While it is not being so recognized by the national government, Region 3 accounts for more than 70 percent of total rice incremental yield in the Philippines, according to Department of Agriculture (DA) Region 3 Chief Andrew B. Villacorta.

This is based on the 360,000 MT of rice it brought to the national production as of 2014.

A collaboration between Region 3-Department of Agriculture, local government units (LGU) as those of national rice granary Nueva Ecija and Tarlac, and private seed companies led by hybrid rice pioneer SL Agritech Corp (SLAC).

Region 3’s 360,000 MT of increase in yield accounts for 72 percent of the 500,000 MT total increase in yield in the Philippines in its 2014 rice production of more than 19 million MT.

Incremental yield mainly comes from two factors—increase in area and good seed. While there may not be a significant increase in physical rice area, much of the increase in yield comes from the use of good seeds, particularly hybrid rice.

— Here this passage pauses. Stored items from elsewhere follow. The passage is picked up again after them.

PR #475, opened 2021-05-05
Replace custom "bytes" serde module with serde_with's `TryFromInto`

thomaseizinger:
`serde_with` is a really powerful crate that is basically `serde` on steroids!

The [latest release](https://github.com/jonasbb/serde_with/releases/tag/v1.9.0) adds a feature to (de)serialize data based and automatically convert via `TryFrom` and `TryInto`.

We can use this to get rid of the `bytes` serde module which essentially only called `TryFrom` on a type `T` based on a byte array.

### DIFF
--- a/Cargo.lock
+++ b/Cargo.lock
@@ -611,7 +611,7 @@ dependencies = [
  "ansi_term 0.11.0",
  "atty",
  "bitflags",
- "strsim",
+ "strsim 0.8.0",
  "textwrap",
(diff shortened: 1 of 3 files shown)


thomaseizinger:
I don't think this works because we are not actually testing this code anywhere :)

thomaseizinger:
See: https://github.com/comit-network/monero-epee-bin-serde/pull/4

“We saw a joint effort of the local government, national government, private sector. We have a good working relationship,” Villarcorta said at a harvest festival of SLAC in La Paz, Tarlac.

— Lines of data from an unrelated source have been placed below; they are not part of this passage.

PR #479, opened 2021-05-07
Use rust_decimal in estimate_fee function.

bonomat:
Follow-up PR from #466

### DIFF
--- a/swap/src/bitcoin/wallet.rs
+++ b/swap/src/bitcoin/wallet.rs
@@ -13,6 +13,9 @@ use bdk::wallet::AddressIndex;
 use bdk::{FeeRate, KeychainKind};
 use bitcoin::{Network, Script};
 use reqwest::Url;
+use rust_decimal::prelude::*;
+use rust_decimal::Decimal;
+use rust_decimal_macros::dec;
 use std::collections::{BTreeMap, HashMap};
 use std::convert::TryFrom;
 use std::fmt;
@@ -25,8 +28,8 @@ const SLED_TREE_NAME: &str = "default_tree";
 
 /// Assuming we add a spread of 3% we don't want to pay more than 3% of the
 /// amount for tx fees.
-const MAX_RELATIVE_TX_FEE: f64 = 0.03;
-const MAX_ABSOLUTE_TX_FEE: u64 = 100_000;
+const MAX_RELATIVE_TX_FEE: Decimal = dec!(0.03);
+const MAX_ABSOLUTE_TX_FEE: Decimal = dec!(100_000);
 
 pub struct Wallet<B = ElectrumBlockchain, D = bdk::sled::Tree, C = Client> {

For one, the municipal government of La Paz, Tarlac led by Mayor Michael M. Manuel granted a P1,000 per bag per hectare subsidy to farmers. Tarlac province LGU gave a similar P1,000 subsidy, and DA, P1,200, per hectare.

As there is no significant increase in the physical area, hybrid rice area in Region 3 expanded substantially in this current 2015 dry season (DS) to 84,000 hectares, a 64.7 percent growth from the 2014 DS area .

Technology will be a pivotal key in Philippines’ emerging as competitive for the ASEAN (Association of South East Asian Nations) integration.

“Because of hybrid rice, we’re able to export rice seeds to Vietnam. PNG (Papua New Guinea) is a big area. It has been importing from Australia. Now we have proven people wrong that rice cannot grow in PNG,” said SLAC Chairman Henry Lim Bon Liong.

A sizable hybrid rice area in Region 3, and in the entire Philippines, is supplied with mainly SL-8H seeds, at a rate of 60 to 70 percent.

Compared to national average yield at less than four MT per hectare, that of Region 3 is significantly higher at 5.25 per MT which is making Region 3 internationally competitive.

“Asst. Sec. (Edilberto) De Luna mentioned (in the same harvest fest) that he is being asked if we’re ready for the ASEAN integration. In Region 3, we’re ready. Based on BAS data, we’re the only one that has a yield of 5.25 tons per hectare,” said Villacorta. BAS stands for Bureau of Agricultural Statistics.

Cost of producing a kilo of rice in Region 3 is now competitive at a low of P8.57 per kilo compared to the national average production cost of more than P10 per kilo.

Tarlac Gov. Victor A. Yap is pushing for a three-year memorandum of agreement (MOA) between various agencies to institutionalize support for hybrid rice even if administrations will have changed within this period.

“It’s good that now DA recognizes that to incentivize production, we have to give subsidy which is an important help to farmers in times when income is low,” said Yap.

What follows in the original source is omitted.